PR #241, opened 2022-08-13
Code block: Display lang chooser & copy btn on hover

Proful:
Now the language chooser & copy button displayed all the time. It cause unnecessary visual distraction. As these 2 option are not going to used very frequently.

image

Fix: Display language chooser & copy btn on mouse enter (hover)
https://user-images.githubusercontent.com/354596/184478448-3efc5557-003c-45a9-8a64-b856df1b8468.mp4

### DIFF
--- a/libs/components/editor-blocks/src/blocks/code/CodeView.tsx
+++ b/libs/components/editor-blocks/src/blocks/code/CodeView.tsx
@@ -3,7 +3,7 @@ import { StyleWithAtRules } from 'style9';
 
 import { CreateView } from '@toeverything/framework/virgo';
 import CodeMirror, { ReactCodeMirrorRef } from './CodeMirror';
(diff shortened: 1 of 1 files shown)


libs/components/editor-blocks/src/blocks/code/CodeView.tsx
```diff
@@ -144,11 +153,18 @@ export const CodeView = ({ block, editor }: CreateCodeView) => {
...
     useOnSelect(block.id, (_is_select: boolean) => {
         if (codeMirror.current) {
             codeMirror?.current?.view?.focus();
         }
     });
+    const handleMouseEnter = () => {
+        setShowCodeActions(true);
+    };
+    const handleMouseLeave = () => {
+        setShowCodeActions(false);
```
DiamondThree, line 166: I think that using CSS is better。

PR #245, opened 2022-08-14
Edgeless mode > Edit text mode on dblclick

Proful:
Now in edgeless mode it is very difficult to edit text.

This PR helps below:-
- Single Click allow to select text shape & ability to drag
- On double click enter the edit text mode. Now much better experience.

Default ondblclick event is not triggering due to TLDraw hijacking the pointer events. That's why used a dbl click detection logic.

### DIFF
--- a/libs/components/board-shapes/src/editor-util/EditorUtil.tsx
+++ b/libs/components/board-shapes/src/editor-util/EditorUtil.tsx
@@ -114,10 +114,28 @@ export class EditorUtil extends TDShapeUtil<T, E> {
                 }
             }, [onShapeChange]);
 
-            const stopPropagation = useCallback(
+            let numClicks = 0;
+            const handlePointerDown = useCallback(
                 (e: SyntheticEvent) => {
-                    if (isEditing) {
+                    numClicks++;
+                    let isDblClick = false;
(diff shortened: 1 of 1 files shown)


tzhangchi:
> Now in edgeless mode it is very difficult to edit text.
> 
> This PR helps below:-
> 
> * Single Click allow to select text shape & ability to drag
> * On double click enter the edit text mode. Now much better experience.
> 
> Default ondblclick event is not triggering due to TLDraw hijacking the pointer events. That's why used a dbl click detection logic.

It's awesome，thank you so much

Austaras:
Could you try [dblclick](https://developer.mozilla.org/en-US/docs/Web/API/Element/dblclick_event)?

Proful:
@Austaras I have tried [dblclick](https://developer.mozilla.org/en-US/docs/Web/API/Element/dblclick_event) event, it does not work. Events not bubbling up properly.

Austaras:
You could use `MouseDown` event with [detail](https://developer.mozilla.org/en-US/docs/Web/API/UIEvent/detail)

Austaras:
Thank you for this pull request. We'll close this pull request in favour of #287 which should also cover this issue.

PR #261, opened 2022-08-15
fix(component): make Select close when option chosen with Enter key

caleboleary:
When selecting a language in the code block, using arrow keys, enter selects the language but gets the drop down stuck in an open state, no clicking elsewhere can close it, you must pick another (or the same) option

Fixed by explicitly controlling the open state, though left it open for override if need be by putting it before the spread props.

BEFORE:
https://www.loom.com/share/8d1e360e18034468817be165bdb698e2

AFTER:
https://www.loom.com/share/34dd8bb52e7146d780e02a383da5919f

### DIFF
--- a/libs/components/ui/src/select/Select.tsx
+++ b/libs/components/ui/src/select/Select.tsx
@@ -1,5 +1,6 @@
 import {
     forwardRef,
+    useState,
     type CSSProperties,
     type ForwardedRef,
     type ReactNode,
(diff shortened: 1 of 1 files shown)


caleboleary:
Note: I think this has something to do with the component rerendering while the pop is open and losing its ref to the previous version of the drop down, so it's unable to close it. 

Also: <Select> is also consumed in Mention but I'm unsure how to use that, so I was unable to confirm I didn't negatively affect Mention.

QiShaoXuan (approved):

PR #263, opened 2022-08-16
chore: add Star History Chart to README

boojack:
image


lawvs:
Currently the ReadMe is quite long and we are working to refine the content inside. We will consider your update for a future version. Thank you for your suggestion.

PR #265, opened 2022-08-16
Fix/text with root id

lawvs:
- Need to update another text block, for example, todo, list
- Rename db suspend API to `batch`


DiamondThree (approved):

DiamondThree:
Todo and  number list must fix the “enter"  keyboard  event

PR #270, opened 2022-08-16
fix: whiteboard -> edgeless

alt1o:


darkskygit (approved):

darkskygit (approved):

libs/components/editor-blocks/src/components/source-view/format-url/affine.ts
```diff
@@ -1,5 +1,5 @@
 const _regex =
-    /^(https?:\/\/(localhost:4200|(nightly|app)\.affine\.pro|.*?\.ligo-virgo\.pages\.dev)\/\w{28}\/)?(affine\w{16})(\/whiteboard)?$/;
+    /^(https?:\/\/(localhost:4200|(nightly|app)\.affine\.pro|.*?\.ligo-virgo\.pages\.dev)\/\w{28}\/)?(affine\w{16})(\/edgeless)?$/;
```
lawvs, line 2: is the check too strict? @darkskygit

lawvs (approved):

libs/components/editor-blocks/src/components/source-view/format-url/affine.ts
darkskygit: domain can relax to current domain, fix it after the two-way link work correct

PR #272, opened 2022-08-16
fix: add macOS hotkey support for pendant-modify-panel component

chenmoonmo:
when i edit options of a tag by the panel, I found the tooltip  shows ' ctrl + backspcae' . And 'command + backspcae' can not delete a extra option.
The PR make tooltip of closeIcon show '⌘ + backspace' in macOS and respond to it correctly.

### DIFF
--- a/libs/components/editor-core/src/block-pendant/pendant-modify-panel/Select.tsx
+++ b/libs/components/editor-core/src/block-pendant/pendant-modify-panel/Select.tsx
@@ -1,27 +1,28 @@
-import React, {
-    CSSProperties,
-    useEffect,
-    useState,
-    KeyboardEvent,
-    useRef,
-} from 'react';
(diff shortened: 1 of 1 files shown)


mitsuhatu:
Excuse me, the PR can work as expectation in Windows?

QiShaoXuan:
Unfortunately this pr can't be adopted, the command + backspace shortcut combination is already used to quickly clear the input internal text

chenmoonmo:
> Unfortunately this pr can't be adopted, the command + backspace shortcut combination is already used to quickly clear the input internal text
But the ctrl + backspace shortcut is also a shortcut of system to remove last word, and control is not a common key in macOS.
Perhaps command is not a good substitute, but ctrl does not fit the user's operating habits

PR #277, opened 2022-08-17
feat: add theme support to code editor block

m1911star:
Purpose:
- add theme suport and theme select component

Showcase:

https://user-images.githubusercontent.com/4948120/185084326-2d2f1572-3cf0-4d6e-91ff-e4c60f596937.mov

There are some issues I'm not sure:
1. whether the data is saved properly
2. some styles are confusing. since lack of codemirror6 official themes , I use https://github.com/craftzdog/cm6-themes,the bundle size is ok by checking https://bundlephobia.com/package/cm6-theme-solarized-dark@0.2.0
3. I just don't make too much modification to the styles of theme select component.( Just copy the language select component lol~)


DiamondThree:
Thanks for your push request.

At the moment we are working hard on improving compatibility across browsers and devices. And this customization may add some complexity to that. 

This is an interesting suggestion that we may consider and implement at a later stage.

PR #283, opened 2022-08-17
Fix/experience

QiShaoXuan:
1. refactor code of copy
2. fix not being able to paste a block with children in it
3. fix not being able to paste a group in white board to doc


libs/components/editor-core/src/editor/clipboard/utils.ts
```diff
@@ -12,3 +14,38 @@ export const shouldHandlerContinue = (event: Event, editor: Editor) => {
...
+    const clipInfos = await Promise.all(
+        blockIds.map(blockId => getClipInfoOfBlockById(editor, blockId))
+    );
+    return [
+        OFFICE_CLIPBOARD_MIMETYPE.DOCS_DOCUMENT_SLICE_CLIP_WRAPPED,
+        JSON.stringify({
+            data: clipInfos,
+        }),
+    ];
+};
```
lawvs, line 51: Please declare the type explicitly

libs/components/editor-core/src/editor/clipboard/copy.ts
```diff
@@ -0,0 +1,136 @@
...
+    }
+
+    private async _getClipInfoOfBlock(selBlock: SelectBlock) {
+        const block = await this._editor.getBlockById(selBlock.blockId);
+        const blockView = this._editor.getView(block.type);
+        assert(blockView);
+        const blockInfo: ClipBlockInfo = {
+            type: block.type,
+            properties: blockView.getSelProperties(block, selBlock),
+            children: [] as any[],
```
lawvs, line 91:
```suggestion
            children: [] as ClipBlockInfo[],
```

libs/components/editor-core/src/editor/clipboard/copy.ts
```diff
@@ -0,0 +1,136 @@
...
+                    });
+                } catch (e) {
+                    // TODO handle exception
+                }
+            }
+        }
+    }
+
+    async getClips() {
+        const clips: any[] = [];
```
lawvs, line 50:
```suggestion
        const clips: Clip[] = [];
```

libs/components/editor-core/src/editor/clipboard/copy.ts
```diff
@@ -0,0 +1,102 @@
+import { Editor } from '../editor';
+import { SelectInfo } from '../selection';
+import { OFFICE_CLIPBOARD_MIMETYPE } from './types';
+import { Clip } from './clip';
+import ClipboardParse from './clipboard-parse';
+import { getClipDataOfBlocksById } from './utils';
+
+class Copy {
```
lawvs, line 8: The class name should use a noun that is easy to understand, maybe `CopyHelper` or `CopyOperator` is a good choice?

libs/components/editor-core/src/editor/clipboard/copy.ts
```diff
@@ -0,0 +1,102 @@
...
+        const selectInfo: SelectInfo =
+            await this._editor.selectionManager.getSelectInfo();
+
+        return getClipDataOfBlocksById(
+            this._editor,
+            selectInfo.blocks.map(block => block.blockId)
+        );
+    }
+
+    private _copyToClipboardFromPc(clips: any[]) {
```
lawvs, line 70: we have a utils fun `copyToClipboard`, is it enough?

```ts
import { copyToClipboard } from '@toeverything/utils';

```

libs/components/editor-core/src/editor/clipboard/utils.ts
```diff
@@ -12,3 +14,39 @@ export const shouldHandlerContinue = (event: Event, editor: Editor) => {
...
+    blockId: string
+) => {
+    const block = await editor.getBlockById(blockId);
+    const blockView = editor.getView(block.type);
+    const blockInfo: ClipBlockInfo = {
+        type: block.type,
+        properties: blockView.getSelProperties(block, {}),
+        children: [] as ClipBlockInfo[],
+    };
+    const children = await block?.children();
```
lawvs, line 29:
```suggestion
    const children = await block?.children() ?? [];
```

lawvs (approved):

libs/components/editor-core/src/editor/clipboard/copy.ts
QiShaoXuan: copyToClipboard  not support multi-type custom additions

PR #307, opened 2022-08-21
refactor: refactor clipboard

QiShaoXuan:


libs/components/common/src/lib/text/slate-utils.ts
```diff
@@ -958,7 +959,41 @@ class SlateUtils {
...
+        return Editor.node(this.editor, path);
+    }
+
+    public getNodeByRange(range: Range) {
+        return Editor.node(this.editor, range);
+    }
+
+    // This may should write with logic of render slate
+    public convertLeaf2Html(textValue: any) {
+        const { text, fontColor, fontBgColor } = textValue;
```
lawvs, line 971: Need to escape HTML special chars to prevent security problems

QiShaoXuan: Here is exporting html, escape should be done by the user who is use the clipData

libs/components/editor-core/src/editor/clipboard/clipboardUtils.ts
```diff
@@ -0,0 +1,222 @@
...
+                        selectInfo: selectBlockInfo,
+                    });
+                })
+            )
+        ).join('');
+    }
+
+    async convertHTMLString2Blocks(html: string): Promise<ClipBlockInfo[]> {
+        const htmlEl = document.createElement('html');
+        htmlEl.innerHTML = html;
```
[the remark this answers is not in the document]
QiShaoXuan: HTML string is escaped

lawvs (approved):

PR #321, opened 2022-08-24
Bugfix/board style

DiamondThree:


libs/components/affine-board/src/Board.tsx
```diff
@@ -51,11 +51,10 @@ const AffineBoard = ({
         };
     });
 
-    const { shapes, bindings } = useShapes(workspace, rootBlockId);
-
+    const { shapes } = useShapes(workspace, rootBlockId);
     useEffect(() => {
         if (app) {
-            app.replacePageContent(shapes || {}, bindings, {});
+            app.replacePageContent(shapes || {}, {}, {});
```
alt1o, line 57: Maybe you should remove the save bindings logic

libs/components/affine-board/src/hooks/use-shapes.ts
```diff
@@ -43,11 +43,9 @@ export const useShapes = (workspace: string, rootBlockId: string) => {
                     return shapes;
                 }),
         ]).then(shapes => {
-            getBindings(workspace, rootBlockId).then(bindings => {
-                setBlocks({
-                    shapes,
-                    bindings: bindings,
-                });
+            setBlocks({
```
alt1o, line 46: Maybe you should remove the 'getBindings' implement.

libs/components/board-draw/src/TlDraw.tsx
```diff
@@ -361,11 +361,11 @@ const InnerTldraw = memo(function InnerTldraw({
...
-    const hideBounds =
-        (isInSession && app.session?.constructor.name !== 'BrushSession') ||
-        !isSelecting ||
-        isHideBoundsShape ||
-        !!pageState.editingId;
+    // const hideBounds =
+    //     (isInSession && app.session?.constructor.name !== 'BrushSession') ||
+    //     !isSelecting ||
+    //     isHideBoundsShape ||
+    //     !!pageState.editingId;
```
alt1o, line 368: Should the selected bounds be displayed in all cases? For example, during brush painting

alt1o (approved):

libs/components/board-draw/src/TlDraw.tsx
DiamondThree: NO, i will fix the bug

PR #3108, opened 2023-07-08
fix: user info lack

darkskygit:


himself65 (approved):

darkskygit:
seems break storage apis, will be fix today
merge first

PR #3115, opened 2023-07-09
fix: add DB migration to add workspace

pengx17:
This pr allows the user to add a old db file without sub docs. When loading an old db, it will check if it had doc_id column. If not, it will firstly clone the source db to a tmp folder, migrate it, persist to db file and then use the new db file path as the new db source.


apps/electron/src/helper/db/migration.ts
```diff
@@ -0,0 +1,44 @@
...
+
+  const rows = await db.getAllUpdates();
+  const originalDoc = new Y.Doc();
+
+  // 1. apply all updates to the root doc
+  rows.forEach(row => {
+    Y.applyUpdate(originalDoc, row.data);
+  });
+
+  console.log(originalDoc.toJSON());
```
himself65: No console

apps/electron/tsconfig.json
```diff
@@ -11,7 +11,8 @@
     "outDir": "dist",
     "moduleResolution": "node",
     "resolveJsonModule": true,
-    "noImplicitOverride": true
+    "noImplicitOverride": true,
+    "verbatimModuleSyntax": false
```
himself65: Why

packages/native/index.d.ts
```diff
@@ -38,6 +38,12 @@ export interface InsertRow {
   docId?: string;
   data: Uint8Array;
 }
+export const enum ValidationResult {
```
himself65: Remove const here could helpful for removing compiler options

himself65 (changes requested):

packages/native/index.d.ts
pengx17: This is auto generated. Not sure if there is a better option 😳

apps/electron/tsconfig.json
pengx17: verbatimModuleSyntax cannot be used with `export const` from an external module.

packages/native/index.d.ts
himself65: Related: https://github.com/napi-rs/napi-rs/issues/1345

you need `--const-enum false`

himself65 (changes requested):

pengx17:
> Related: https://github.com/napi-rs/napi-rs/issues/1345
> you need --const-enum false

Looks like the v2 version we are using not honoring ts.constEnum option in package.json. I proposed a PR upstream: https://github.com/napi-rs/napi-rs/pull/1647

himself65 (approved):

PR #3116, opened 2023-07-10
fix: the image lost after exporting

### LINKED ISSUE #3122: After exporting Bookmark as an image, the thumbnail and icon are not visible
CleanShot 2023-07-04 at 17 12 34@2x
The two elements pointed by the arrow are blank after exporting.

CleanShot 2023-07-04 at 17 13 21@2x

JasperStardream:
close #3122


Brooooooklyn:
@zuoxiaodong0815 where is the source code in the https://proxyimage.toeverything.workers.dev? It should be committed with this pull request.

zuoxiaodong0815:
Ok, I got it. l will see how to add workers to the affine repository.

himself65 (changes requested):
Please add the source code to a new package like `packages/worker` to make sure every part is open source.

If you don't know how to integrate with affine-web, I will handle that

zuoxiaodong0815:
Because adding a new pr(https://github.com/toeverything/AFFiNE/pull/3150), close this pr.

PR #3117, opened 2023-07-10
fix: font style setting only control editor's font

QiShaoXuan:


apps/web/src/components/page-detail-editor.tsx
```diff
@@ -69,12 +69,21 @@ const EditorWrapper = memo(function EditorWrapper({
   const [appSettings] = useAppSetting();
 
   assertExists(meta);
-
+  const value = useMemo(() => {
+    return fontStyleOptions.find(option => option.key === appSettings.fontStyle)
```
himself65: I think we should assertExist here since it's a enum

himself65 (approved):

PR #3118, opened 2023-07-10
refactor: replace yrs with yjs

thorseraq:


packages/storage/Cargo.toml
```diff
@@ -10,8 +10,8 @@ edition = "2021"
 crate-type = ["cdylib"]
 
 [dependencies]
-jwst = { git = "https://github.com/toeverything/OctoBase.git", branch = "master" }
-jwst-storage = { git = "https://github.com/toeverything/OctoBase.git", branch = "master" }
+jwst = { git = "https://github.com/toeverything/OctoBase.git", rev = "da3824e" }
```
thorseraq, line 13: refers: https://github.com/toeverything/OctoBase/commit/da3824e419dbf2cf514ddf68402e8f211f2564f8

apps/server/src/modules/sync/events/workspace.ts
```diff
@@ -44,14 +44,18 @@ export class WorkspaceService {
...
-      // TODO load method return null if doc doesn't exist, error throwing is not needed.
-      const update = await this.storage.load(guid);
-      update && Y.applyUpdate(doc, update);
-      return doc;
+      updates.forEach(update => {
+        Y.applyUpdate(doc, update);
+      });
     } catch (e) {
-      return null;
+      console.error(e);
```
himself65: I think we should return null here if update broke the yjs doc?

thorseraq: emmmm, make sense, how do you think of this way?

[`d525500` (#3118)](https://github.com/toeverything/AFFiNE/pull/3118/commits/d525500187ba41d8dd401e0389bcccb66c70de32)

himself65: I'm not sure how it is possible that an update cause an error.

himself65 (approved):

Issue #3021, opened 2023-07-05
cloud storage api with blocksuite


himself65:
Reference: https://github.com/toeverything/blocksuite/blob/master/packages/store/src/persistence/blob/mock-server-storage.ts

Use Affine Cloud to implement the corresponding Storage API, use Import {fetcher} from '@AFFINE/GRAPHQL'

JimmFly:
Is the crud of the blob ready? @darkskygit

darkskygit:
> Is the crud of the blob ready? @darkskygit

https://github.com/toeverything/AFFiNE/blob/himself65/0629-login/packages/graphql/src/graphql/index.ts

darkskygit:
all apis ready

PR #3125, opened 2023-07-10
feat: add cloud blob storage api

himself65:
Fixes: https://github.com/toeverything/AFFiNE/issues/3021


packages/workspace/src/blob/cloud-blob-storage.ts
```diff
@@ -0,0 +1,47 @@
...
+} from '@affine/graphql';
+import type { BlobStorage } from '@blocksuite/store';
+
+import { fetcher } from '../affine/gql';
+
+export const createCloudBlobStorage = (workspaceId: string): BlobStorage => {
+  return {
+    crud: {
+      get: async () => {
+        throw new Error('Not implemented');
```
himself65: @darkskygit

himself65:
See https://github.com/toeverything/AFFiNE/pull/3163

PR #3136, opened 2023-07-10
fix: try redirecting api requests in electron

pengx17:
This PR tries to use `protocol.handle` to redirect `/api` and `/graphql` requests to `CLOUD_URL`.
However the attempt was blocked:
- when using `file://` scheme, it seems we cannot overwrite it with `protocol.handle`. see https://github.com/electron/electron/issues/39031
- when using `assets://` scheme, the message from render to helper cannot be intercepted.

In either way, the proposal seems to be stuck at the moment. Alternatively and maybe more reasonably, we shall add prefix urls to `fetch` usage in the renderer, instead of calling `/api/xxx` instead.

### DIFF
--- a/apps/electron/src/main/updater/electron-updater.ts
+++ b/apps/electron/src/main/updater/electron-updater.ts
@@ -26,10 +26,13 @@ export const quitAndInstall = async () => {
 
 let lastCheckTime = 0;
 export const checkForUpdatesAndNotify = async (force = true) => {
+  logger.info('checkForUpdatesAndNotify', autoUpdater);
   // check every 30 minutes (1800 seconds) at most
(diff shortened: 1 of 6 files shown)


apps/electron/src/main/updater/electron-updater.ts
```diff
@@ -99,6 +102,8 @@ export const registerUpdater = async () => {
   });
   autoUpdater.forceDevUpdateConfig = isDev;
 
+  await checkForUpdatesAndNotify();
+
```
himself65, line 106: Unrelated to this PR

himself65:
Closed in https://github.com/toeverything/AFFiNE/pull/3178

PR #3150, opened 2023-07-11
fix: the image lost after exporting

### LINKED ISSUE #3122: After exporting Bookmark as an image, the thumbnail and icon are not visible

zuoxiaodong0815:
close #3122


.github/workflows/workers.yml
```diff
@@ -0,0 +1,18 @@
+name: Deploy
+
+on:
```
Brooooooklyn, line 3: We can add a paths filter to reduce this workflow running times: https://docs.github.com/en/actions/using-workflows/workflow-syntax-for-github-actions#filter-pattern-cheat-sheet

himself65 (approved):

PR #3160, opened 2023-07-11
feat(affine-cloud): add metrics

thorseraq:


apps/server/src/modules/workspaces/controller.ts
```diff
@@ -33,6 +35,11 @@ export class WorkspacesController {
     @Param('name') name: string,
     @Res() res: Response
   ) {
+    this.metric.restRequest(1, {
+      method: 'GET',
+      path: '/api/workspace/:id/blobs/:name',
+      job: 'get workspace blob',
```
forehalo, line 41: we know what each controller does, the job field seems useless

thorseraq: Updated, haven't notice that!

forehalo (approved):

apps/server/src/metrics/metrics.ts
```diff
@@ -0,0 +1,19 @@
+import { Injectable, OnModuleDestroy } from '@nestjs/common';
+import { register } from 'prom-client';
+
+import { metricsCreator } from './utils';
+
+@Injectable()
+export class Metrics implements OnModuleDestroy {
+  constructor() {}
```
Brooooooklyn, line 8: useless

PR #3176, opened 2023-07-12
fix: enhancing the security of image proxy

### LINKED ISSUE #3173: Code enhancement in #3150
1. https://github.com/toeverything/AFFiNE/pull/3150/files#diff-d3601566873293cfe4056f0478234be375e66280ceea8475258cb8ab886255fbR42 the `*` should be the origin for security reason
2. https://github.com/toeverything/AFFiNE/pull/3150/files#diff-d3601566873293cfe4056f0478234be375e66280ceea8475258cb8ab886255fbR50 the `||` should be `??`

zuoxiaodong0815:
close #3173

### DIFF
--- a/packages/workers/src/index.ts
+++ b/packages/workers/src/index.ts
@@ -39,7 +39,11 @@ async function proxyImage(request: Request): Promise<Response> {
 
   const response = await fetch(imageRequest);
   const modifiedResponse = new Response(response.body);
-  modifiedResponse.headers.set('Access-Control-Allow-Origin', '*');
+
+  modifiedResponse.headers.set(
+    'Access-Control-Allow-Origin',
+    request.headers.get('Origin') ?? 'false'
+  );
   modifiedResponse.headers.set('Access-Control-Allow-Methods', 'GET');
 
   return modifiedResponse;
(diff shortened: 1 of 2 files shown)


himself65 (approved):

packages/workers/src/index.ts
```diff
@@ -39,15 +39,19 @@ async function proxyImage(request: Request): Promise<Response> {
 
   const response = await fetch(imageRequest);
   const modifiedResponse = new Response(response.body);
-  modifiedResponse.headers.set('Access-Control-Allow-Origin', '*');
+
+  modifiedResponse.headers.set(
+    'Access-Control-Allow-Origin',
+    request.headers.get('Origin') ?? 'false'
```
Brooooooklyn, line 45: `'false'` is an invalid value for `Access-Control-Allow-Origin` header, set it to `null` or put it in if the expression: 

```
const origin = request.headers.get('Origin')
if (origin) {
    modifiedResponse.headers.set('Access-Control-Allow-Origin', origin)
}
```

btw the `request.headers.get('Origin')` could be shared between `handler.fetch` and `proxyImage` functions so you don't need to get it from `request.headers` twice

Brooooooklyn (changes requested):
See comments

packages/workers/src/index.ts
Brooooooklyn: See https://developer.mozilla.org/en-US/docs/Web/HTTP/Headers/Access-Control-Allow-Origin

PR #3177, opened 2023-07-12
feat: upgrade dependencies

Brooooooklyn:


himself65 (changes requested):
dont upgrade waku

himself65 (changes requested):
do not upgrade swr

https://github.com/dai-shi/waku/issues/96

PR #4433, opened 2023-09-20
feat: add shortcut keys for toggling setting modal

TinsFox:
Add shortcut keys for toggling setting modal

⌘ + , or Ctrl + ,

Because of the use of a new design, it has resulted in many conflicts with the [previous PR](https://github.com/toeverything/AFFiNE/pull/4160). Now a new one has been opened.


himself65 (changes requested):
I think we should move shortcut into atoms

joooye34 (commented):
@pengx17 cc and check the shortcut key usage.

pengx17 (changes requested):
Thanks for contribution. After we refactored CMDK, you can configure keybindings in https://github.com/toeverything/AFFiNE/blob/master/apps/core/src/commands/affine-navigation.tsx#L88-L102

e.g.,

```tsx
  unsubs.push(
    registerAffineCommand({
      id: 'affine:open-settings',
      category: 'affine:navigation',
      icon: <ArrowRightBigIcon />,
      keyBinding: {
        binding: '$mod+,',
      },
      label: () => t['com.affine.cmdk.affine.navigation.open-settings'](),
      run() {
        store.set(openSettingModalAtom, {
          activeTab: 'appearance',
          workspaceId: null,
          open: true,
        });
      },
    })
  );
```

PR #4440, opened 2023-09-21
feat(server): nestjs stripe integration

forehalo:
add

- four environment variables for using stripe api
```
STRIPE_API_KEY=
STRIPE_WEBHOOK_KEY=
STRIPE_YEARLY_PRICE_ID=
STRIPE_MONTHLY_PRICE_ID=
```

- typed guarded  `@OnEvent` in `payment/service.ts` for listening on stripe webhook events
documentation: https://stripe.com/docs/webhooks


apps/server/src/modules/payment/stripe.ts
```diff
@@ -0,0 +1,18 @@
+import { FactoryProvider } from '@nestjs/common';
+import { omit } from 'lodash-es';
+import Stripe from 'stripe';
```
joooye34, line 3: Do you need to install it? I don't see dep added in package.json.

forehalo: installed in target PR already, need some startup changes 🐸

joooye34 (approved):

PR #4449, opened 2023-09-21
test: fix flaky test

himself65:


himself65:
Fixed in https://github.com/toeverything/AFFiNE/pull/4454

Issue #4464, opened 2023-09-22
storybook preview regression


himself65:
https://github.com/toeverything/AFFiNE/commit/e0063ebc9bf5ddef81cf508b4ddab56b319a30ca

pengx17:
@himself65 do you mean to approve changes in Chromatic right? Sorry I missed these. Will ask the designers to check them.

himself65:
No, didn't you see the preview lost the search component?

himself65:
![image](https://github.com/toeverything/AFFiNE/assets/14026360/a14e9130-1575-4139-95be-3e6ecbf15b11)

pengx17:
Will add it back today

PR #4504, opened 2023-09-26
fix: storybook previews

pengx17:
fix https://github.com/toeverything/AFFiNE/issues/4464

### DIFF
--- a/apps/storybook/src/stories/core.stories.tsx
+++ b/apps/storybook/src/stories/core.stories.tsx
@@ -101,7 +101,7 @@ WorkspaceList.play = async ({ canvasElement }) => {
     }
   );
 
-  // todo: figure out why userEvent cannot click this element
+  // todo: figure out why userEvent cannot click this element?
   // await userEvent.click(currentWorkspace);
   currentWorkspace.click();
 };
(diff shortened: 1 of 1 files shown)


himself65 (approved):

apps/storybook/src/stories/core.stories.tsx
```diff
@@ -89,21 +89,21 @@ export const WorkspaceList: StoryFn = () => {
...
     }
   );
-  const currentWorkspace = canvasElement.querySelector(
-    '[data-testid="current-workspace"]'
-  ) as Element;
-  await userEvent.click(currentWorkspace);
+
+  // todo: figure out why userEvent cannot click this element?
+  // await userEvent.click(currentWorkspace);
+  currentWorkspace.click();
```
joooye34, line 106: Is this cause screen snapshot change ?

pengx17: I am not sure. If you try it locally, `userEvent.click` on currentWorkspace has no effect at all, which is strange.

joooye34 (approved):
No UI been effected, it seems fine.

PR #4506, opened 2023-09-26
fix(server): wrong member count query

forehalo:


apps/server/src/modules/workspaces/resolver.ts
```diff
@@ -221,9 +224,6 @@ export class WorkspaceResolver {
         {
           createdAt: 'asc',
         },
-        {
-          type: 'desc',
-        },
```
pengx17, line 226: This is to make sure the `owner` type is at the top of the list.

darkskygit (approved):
----------------
Activity :: Scan the lines above for the word "support", then copy each line that has it.

Solution for this task ::
fix: add macOS hotkey support for pendant-modify-panel component
feat: add theme support to code editor block
QiShaoXuan: copyToClipboard  not support multi-type custom additions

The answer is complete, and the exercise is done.